> [ACTIVITY] Could you set down all of the data again, exactly as it stands?

[Collected data entries]
[Start of Attachment]

PR #1450, opened 2020-11-13
Changed _include search to return referenced version instead of latest

valeneiko:
## Description
When a resource contains a versioned reference, if querying with `_include` previously the latest version of the resource was returned, with this PR referenced version of the resource is returned. 

From the spec (https://www.hl7.org/fhir/search.html#versions):

> If a resource has a reference that is versioned and _include is performed, the specified version SHOULD be provided.

#### Given the resource:
```json
{
    "id": "123",
    "status": "final",
    "code": {
        "coding": [
            {
                "system": "http://loinc.org",
                "code": "60832-3",
                "display": "Room temperature"
            }
        ]
    },
    "subject": {
        "reference": "Patient/456/_history/1",
        "type": "Patient"
    }
}
```

#### If queried:
```curl
GET /Observation?_include=Observation:subject
```

Previously latest version of the `Patient` resource was included, after the PR referenced version is included.

## Testing
Unit and E2E tests.


src/Microsoft.Health.Fhir.SqlServer/Features/Search/Expressions/Visitors/QueryGenerators/SqlQueryGenerator.cs
```diff
@@ -811,4 +838,41 @@ private DenormalizedExpressionContainsIdParameterVisitor()
...
+                    sb.Append(delimiter);
+                },
+                sb =>
+                {
+                    sb.AppendLine();
+                    sharedScope?.Dispose();
+                    sb.Append(")");
+                });
+        }
+    }
```
anyname2, line 877: This extension method can be removed after this PR is merged: https://github.com/microsoft/healthcare-shared-components/pull/124

johnstairs:
@anyname2, thanks for the PR! I think if we make this change that chained searches should also follow the same behavior. This worries me a little bit because the nonclustered indexes are all filtered by `IsHistory=0`, but but inner loop joins should still be efficient, provided they use the clustered index for the references (but this may not always be optimal).
Also, this change requires re-indexing (cc @brendankowitz) (and we should also implement the same include behavior for Cosmos DB). 
Thoughts?

anyname2:
> @anyname2, thanks for the PR! I think if we make this change that chained searches should also follow the same behavior. This worries me a little bit because the nonclustered indexes are all filtered by `IsHistory=0`, but but inner loop joins should still be efficient, provided they use the clustered index for the references (but this may not always be optimal).
> Also, this change requires re-indexing (cc @brendankowitz) (and we should also implement the same include behavior for Cosmos DB).
> Thoughts?

@johnstairs , the spec is quite permissive with regards to chained searches:
> * If a resource has a reference that is versioned, and chaining is performed, the criteria should ideally be evaluated against the version referenced, but most systems will not be capable of this because search is only defined to function against the current version of a resource
> * Where a search does not act on the referenced version, search results SHOULD contain a OperationOutcome with a warning that indicates the discrepancy

I have the same concerns about the performance if we start searching with versioned references. Maybe returning a warning would be better? *(and implement chained searches with verisoned references later, possibly with a feature flag to allow users to choose the behaviour)*

rbans96:
Closing out since its already been referenced for API versioning milestone.

PR #1451, opened 2020-11-13
Support null Format config

LTA-Thinking:
## Description
If the Format config isn't included in settings calls to create an export job will return 500.

## Testing
Existing unit and e2e tests.


Ivanidzo4ka (approved):
:shipit:

brendankowitz (approved):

[End of Attachment]

> [ANSWER BOX]
PR #1450, opened 2020-11-13
Changed _include search to return referenced version instead of latest

valeneiko:
## Description
When a resource contains a versioned reference, if querying with `_include` previously the latest version of the resource was returned, with this PR referenced version of the resource is returned. 

From the spec (https://www.hl7.org/fhir/search.html#versions):

> If a resource has a reference that is versioned and _include is performed, the specified version SHOULD be provided.

#### Given the resource:
```json
{
    "id": "123",
    "status": "final",
    "code": {
        "coding": [
            {
                "system": "http://loinc.org",
                "code": "60832-3",
                "display": "Room temperature"
            }
        ]
    },
    "subject": {
        "reference": "Patient/456/_history/1",
        "type": "Patient"
    }
}
```

#### If queried:
```curl
GET /Observation?_include=Observation:subject
```

Previously latest version of the `Patient` resource was included, after the PR referenced version is included.

## Testing
Unit and E2E tests.


src/Microsoft.Health.Fhir.SqlServer/Features/Search/Expressions/Visitors/QueryGenerators/SqlQueryGenerator.cs
```diff
@@ -811,4 +838,41 @@ private DenormalizedExpressionContainsIdParameterVisitor()
...
+                    sb.Append(delimiter);
+                },
+                sb =>
+                {
+                    sb.AppendLine();
+                    sharedScope?.Dispose();
+                    sb.Append(")");
+                });
+        }
+    }
```
anyname2, line 877: This extension method can be removed after this PR is merged: https://github.com/microsoft/healthcare-shared-components/pull/124

johnstairs:
@anyname2, thanks for the PR! I think if we make this change that chained searches should also follow the same behavior. This worries me a little bit because the nonclustered indexes are all filtered by `IsHistory=0`, but but inner loop joins should still be efficient, provided they use the clustered index for the references (but this may not always be optimal).
Also, this change requires re-indexing (cc @brendankowitz) (and we should also implement the same include behavior for Cosmos DB). 
Thoughts?

anyname2:
> @anyname2, thanks for the PR! I think if we make this change that chained searches should also follow the same behavior. This worries me a little bit because the nonclustered indexes are all filtered by `IsHistory=0`, but but inner loop joins should still be efficient, provided they use the clustered index for the references (but this may not always be optimal).
> Also, this change requires re-indexing (cc @brendankowitz) (and we should also implement the same include behavior for Cosmos DB).
> Thoughts?

@johnstairs , the spec is quite permissive with regards to chained searches:
> * If a resource has a reference that is versioned, and chaining is performed, the criteria should ideally be evaluated against the version referenced, but most systems will not be capable of this because search is only defined to function against the current version of a resource
> * Where a search does not act on the referenced version, search results SHOULD contain a OperationOutcome with a warning that indicates the discrepancy

I have the same concerns about the performance if we start searching with versioned references. Maybe returning a warning would be better? *(and implement chained searches with verisoned references later, possibly with a feature flag to allow users to choose the behaviour)*

rbans96:
Closing out since its already been referenced for API versioning milestone.

PR #1451, opened 2020-11-13
Support null Format config

LTA-Thinking:
## Description
If the Format config isn't included in settings calls to create an export job will return 500.

## Testing
Existing unit and e2e tests.


Ivanidzo4ka (approved):
:shipit:

brendankowitz (approved):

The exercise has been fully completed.